▸ Brief
Out of the records below, copy all lines in which the word "there" occurs.

───── Records for processing

PR #287, opened 2018-03-11
Prevent text overlapping input boxes on Edit Docker Page

Squidly271:
See here: https://lime-technology.com/forums/topic/56392-support-djoss-dupeguru/?page=2&tab=comments#comment-639931


bergware:
Where does this overlapping happen?

Squidly271:
Follow the link

Squidly271:
It actually only seems to happen on the black theme, but I couldn't manage to figure out what was wrong with the css on the theme file, so put the css fix in the page instead which doesn't appear to affect any of the other themes.

bergware:
Haha, somebody blaming Eric and me ;)

I think the problem in the first place is the very loooonnnnggg description, make it shorter and the problem is solved, but mayby your solution is more appropriate!

PR #922, opened 2021-08-11
Docker updates

bergware:


Squidly271:
Hold off for a couple days on merging if possible until CA is updated to reflect these changes.  It's a breaking change across the board

PR #925, opened 2021-08-12
Add HOST_HOSTNAME and HOST_CONTAINERNAME env vars

TheFlyingBadger:
add extra environment variables to the container


OmgImAlexis:
Any reason for these changes?

TheFlyingBadger:
It was prompted because I wanted to set my window title better in the Firefox container ("Guacamole Client" wasn't cutting it for me). I did a sed in the container to set it to something better then I realised that using env vars would be better. I've always had a bit of grizzle to myself about containers not being "self-aware" about what they really were - so the automatic population of these vars would be a "blue pill" moment for our Unraid containers!

bergware:
Your new entries should follow the same construct as the existing entries:

```
$Variables[] = 'name="value"'

$Variables[] = 'HOST_HOSTNAME="'.$HOSTNAME.'"';
$Variables[] = 'HOST_CONTAINERNAME="'.$xml['Name'].'"';

```

PR #958, opened 2021-09-27
adding support for per user chroot jails to Unraid's stock FTP powered by vsftpd

imthenachoman:
# What and Why

I made some changes to enable per user chroot jails for vsftpd. This is the same functionality offered by ProFTPD but since vsftpd comes with Unraid and can also do it I figured it made sense.

- You can select the root folder for each user
- Users are restricted to this folder
- You can enable/disable logging to syslog

I couldn't figure out how to test the changes to the help text because I don't know how to update the helptext.dot file.

# One More File

Along with the three files listed in this commit, the `/etc/vsftpd.conf` file needs to be edited. I couldn't find it in this repo so I am putting those details here. These three settings need to be added:

    # new code start - IMTheNachoMan
    chroot_local_user=YES
    allow_writeable_chroot=YES
    user_config_dir=/boot/config/vsftpd.user_config_dir
    # end new code - IMTheNachoMan

# How It Works

- `chroot_local_user` forces users to stay within their "home directory". 
- `user_config_dir` tells `vsftpd` where to look for per user settings

I don't have a way to spin up an Unraid VM or second box so I can't do a full thorough test but testing it on my main/only/production Unraid box worked fine.

# Screenshot

image

# Known FTP Enabled Bug

I opened a bug report about this: https://forums.unraid.net/bug-reports/stable-releases/ftp-server-in-692-still-auto-starts-on-reboot-r1588/.

I think it happens because `/etc/inetd.conf` is replaced on reboot and in the stock one the ftp line is not commented out. 

To fix it, my thought was to save some FTP enable/disable status in `/boot/config/vsftpd.cfg` and then something in `/boot/config/go` that would read it but I am not convinced that is the right approach within the Unraid ecosystem.

### DIFF
--- a/plugins/dynamix/FTP.page
+++ b/plugins/dynamix/FTP.page
@@ -21,6 +21,8 @@ Tag="globe"
 $user_config_dir = "/boot/config/vsftpd.user_config_dir";
 $is_ftp_server_running = exec("lsof -i:21 -Pln|awk '/\(LISTEN\)/{print $2;exit}'") ? 1 : 0;
 $is_ftp_syslog_enabled = preg_match('/syslog_enable\s*=\s*yes/i', exec("grep syslog_enable /etc/vsftpd.conf"));
+$pasv_min_port = exec("grep pasv_min_port /etc/vsftpd.conf | awk -F '=' '{print $2}'");
+$pasv_max_port = exec("grep pasv_max_port /etc/vsftpd.conf | awk -F '=' '{print $2}'");
 ?>
 
 <script>
@@ -65,6 +67,16 @@ _(Log to Syslog)_:
   </select>
 
 :ftp_syslog_enable_help:
+
+_(PASV Min Port)_:
+: <input class='narrow' type="number" name="#arg[3]" min='1' max='65535' value='<?= $pasv_min_port ?>'>
+
+:ftp_pasv_min_port_help:
+
+_(PASV Max Port)_:
+: <input class='narrow' type="number" name="#arg[4]" min='1' max='65535' value='<?= $pasv_max_port ?>'>
+
+:ftp_pasv_max_port_help:
 
 &nbsp;
 : <input type="submit" value="_(Apply)_" disabled><input type="button" value="_(Done)_" onclick="done()">
--- a/plugins/dynamix/FTP.page
+++ b/plugins/dynamix/FTP.page
@@ -108,8 +108,6 @@ echo "</tbody></table>";
 
 <?PHP
 
-# copied from plugins\dynamix.docker.manager\include\CreateDocker.php
-
 $bgcolor = strstr('white,azure',$display['theme']) ? '#f2f2f2' : '#1c1c1c';
 
 ?>
--- a/plugins/dynamix/FTP.page
+++ b/plugins/dynamix/FTP.page
@@ -16,12 +16,38 @@ Tag="globe"
  */
 ?>
 <?
-$ftp_userlist_file = "/boot/config/vsftpd.user_list";
+// Don't need this file any more - IMTheNachoMan on 2021-09-16
+// $ftp_userlist_file = "/boot/config/vsftpd.user_list";
+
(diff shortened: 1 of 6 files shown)


OmgImAlexis:
> To fix it, my thought was to save some FTP enable/disable status in /boot/config/vsftpd.cfg and then something in /boot/config/go that would read it but I am not convinced that is the right approach within the Unraid ecosystem.

I'd avoid needing to change the `go` file.

plugins/dynamix/FTP.page
```diff
@@ -16,39 +16,142 @@ Tag="globe"
...
+
+?>
+
+&nbsp;
+: <input type="submit" value="_(Apply)_" disabled><input type="button" value="_(Done)_" onclick="done()">
+</form>
+
+<?PHP
+
+# copied from plugins\dynamix.docker.manager\include\CreateDocker.php
```
OmgImAlexis, line 111: Unneeded comment.

imthenachoman: I don't know enough about the core Unraid system and wanted to make sure folks know I just copied this from elsewhere. I was hoping it was a central library I could just reference instead of copying but since it isn't I wanted to make sure it was clear. I defer to y'all on if you do or don't want it. I'm just trying to help by adding a missing feature I think will help.

imthenachoman:
> I'd avoid needing to change the go file.

How else would I go about it? I assume `/etc/inetd.conf` is part of the stock OS file that doesn't get saved on reboot. So there would need to be someway to save and check user preference and update that file accordingly....

plugins/dynamix/FTP.page
imthenachoman: How exactly do I do this now? Do I have to change on my end and submit a new pull request?

OmgImAlexis: Pushing a new commit should be fine.

imthenachoman: Done. Thanks!

imthenachoman:
Doh. I found a bug/issue. I will fix.

imthenachoman:
I am adding support for `pasv_min_port` and `pasv_max_port` but hit a dilemma. Changes to `/etc/vsftpd.conf` do not persist on reboot. Users shouldn't have to muck with the `go` file to make their settings from the webGui stick.

Is there a way from the webGui/PHP to write changes to whatever file is being used to create the `/etc/vsftpd.conf` file on boot?

imthenachoman:
image

imthenachoman:
Hello. I was wondering if there is anything else I need to do for this pull request? I've been using it for weeks with no issue. I think it will make unRAID better. It addresses the risk and makes the experience better.

imthenachoman:
As of right now, everything works as expected except the PASV min/max port values reset after reboot. Changes to `/etc/vsftpd.conf` do not persist on reboot. Users shouldn't have to muck with the go file to make their settings from the webGui stick.

Is there a way from the webGui/PHP to write changes to whatever file is being used to create the /etc/vsftpd.conf file on boot?

imthenachoman:
I was wondering if anyone had looked at this?

If there is no intention of incorporating my code -- there are no hard feelings or issues on my part. I'd just like to know so I can "close the case" on my end. 

 And if it won't be incorporated, then I'd prefer to just nix the code I have on my Unraid box and use ProFTPD or something. I have to use FTP cause that is all my camera and printer support.

ljm42:
Apologies for letting this sit for so long. ftp is an insecure protocol that isn't seeing a lot of traction right now. I'd suggest switching to a different protocol, or an ftp server in a Docker container (which I imagine by now you have done).  Again, apologies for letting this sit.

imthenachoman:
Many things still only talk/understand FTP -- like some wifi security cameras. 

I know folks could run a Docker container but that seems like avoidable overhead when unRAID has it built in and the unRAID code just needs some tweaks to make it more secure.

──────────

▸ The completed task
How else would I go about it? I assume `/etc/inetd.conf` is part of the stock OS file that doesn't get saved on reboot. So there would need to be someway to save and check user preference and update that file accordingly....
Is there a way from the webGui/PHP to write changes to whatever file is being used to create the `/etc/vsftpd.conf` file on boot?
Hello. I was wondering if there is anything else I need to do for this pull request? I've been using it for weeks with no issue. I think it will make unRAID better. It addresses the risk and makes the experience better.
Is there a way from the webGui/PHP to write changes to whatever file is being used to create the /etc/vsftpd.conf file on boot?
If there is no intention of incorporating my code -- there are no hard feelings or issues on my part. I'd just like to know so I can "close the case" on my end. 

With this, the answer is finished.